## [Records]
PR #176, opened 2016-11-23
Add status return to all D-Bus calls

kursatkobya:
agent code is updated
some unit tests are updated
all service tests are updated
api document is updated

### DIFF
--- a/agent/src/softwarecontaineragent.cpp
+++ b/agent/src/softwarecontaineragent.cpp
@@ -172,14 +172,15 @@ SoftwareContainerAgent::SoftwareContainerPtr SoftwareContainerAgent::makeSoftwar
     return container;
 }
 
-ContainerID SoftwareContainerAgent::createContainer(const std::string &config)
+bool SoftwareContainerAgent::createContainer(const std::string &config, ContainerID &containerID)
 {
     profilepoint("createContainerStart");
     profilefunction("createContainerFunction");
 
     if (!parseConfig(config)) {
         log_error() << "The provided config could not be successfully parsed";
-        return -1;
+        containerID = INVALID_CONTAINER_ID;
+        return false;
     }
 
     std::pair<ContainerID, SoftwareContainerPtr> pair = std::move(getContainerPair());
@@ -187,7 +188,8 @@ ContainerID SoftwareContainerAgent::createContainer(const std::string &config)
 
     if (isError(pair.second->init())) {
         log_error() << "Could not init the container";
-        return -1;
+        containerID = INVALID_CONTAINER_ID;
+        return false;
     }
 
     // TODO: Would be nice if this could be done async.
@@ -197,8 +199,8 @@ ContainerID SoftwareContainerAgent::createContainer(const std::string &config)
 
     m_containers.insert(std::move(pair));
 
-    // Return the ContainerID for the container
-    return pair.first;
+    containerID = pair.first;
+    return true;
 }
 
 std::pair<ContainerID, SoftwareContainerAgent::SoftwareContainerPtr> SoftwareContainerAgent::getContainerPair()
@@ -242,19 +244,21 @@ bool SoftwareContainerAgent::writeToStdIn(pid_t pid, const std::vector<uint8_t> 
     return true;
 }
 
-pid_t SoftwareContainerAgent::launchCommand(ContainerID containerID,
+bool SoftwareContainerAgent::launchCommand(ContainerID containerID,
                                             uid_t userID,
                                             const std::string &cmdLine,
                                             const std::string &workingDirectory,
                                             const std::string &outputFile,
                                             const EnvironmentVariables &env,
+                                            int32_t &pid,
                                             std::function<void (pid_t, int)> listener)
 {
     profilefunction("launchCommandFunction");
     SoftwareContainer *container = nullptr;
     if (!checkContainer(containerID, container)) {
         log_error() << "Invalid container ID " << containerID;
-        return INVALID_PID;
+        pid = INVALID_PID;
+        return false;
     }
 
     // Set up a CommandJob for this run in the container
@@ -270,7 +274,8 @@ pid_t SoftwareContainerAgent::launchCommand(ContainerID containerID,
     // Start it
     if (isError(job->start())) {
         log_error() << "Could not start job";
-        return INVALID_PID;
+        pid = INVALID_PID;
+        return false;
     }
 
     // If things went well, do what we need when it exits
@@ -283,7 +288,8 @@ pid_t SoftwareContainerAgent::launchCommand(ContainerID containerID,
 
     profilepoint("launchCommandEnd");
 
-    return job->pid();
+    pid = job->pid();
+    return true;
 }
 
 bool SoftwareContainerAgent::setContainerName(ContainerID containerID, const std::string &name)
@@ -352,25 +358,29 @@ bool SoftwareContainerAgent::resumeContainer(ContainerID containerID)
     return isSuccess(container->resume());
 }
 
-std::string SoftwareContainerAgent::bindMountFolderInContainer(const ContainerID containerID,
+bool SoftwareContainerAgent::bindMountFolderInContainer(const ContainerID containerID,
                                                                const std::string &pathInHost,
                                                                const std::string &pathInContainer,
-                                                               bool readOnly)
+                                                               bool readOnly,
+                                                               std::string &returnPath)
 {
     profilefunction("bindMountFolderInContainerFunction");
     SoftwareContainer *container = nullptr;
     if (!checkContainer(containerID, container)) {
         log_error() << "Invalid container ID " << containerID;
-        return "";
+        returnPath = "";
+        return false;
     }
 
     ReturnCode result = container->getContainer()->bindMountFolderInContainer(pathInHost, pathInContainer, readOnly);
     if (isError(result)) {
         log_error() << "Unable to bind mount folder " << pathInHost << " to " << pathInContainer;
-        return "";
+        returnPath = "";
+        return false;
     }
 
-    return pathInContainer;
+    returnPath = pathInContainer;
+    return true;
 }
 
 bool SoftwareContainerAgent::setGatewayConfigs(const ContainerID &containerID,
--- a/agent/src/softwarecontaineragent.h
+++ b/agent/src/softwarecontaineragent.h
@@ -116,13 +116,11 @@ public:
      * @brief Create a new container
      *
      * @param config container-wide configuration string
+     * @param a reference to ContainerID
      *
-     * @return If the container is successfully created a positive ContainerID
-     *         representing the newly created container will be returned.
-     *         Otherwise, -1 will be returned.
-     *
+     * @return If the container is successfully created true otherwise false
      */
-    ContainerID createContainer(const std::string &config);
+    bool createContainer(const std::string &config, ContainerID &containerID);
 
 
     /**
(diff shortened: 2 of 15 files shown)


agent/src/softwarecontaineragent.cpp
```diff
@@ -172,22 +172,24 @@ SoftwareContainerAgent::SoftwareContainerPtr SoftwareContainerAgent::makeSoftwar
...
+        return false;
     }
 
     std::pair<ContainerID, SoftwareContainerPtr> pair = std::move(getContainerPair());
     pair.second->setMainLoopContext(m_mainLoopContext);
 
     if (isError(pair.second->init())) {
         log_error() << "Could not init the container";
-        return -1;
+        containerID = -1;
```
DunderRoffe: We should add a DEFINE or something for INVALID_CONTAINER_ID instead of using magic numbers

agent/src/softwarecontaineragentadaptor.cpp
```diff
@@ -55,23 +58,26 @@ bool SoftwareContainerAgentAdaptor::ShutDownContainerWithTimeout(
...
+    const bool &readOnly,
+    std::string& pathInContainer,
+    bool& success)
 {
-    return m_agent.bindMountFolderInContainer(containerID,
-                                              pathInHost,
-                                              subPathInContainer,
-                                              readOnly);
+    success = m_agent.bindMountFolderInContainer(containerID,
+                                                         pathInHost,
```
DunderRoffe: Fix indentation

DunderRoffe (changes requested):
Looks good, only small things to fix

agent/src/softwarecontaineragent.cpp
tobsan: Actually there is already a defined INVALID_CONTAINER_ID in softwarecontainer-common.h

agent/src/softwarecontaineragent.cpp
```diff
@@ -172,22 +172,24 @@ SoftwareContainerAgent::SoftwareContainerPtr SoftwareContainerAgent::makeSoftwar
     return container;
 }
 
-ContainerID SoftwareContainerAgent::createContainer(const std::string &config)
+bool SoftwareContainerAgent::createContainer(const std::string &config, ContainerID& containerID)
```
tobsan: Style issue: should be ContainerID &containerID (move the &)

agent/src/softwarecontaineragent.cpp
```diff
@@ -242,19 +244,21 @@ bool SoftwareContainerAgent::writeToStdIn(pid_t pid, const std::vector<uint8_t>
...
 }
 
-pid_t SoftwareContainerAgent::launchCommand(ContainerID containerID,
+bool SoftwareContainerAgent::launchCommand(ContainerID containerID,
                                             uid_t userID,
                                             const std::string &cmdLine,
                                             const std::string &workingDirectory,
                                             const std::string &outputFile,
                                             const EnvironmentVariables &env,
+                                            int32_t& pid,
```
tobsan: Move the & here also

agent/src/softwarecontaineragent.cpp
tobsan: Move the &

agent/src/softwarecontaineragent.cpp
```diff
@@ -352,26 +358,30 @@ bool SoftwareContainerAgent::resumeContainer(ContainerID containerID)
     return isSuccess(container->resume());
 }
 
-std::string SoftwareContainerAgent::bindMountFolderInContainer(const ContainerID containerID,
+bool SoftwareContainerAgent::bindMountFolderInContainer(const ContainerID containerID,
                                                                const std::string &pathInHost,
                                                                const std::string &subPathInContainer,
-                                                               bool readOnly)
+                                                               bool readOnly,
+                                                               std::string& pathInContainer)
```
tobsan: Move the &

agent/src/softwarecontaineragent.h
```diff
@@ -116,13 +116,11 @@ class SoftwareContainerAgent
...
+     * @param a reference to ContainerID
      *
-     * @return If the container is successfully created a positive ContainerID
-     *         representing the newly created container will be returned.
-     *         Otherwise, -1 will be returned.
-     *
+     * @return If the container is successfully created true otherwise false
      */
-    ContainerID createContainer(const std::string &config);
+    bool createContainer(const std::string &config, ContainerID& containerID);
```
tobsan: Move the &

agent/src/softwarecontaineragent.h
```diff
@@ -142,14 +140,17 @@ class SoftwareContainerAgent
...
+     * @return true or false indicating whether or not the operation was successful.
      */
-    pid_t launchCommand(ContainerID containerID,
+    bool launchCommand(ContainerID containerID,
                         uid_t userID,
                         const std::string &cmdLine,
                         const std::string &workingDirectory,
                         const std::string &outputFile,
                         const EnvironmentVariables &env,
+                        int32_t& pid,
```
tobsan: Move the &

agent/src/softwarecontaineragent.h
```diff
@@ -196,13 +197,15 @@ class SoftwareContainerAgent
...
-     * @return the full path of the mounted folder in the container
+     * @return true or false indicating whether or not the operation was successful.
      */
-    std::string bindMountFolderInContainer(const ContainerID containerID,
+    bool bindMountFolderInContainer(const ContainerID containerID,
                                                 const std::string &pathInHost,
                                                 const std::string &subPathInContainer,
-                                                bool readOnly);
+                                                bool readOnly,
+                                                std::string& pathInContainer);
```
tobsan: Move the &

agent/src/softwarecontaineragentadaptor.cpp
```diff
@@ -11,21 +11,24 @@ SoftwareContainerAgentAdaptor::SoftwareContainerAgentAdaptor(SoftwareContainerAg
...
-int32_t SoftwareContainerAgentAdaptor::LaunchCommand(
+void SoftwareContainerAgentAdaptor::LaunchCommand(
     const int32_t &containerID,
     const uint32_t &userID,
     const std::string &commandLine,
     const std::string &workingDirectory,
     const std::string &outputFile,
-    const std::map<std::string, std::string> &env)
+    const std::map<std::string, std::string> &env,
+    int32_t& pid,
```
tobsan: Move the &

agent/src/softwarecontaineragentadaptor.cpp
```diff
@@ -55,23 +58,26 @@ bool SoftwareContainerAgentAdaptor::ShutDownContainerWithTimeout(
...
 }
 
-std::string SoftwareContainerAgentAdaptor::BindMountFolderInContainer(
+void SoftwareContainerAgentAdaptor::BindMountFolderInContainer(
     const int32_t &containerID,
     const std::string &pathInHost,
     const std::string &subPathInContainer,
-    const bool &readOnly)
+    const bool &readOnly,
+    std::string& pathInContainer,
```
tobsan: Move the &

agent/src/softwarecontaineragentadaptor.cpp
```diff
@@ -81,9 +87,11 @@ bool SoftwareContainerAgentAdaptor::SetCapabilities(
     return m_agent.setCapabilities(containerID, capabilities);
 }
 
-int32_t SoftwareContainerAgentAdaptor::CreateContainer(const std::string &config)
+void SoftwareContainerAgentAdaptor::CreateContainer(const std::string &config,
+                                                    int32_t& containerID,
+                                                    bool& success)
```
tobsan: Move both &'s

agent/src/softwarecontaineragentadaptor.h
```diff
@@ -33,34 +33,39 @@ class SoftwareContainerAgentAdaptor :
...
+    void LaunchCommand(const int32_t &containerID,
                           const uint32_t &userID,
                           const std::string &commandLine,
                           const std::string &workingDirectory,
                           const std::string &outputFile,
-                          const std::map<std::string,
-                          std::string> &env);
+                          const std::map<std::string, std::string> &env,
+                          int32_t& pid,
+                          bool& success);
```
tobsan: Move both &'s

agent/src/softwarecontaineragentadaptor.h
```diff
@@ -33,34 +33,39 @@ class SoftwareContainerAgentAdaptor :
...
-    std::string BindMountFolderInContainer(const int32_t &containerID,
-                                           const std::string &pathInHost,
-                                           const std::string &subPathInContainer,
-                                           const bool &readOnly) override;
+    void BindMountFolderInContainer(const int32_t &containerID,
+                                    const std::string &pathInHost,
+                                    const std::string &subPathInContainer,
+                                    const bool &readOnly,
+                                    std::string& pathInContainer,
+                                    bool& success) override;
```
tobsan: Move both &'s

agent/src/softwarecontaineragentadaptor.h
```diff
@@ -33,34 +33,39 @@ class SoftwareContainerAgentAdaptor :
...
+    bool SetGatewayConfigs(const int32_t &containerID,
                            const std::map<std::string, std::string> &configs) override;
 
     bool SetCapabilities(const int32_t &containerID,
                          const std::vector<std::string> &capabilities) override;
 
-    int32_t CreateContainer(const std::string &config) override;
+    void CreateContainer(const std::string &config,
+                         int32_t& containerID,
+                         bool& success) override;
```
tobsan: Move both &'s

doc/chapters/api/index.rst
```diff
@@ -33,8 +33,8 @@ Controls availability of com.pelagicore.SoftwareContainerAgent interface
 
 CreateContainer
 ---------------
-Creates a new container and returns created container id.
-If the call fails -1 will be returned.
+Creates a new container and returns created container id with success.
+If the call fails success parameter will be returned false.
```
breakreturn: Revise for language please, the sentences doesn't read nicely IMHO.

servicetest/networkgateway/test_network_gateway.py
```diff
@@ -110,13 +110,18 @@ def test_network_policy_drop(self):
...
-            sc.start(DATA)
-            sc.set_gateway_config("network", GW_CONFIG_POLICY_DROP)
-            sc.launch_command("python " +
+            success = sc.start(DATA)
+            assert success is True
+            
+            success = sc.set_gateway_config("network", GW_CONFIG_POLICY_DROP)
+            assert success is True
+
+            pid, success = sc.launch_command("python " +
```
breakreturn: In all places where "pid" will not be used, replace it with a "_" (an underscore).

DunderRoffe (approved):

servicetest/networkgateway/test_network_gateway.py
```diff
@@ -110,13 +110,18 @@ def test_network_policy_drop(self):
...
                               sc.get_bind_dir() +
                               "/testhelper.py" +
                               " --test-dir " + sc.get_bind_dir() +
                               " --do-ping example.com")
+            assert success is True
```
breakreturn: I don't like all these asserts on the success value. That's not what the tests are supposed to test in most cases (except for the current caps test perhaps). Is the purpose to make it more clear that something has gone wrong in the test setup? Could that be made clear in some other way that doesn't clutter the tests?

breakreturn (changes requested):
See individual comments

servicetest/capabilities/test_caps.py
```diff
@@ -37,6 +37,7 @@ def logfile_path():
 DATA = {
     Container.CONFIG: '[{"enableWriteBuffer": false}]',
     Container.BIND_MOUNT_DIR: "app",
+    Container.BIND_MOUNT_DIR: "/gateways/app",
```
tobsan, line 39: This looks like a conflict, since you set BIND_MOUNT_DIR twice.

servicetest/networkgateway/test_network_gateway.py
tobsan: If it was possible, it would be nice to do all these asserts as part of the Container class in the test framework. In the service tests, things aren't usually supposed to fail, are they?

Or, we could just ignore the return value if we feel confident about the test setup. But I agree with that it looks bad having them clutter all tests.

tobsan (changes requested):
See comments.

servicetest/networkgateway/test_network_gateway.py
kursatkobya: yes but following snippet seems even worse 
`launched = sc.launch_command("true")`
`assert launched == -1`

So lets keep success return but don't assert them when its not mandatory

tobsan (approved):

## [Problem to solve]
Copy each line above where the string "first" occurs.

## [Your solution]
-    return pair.first;
+    containerID = pair.first;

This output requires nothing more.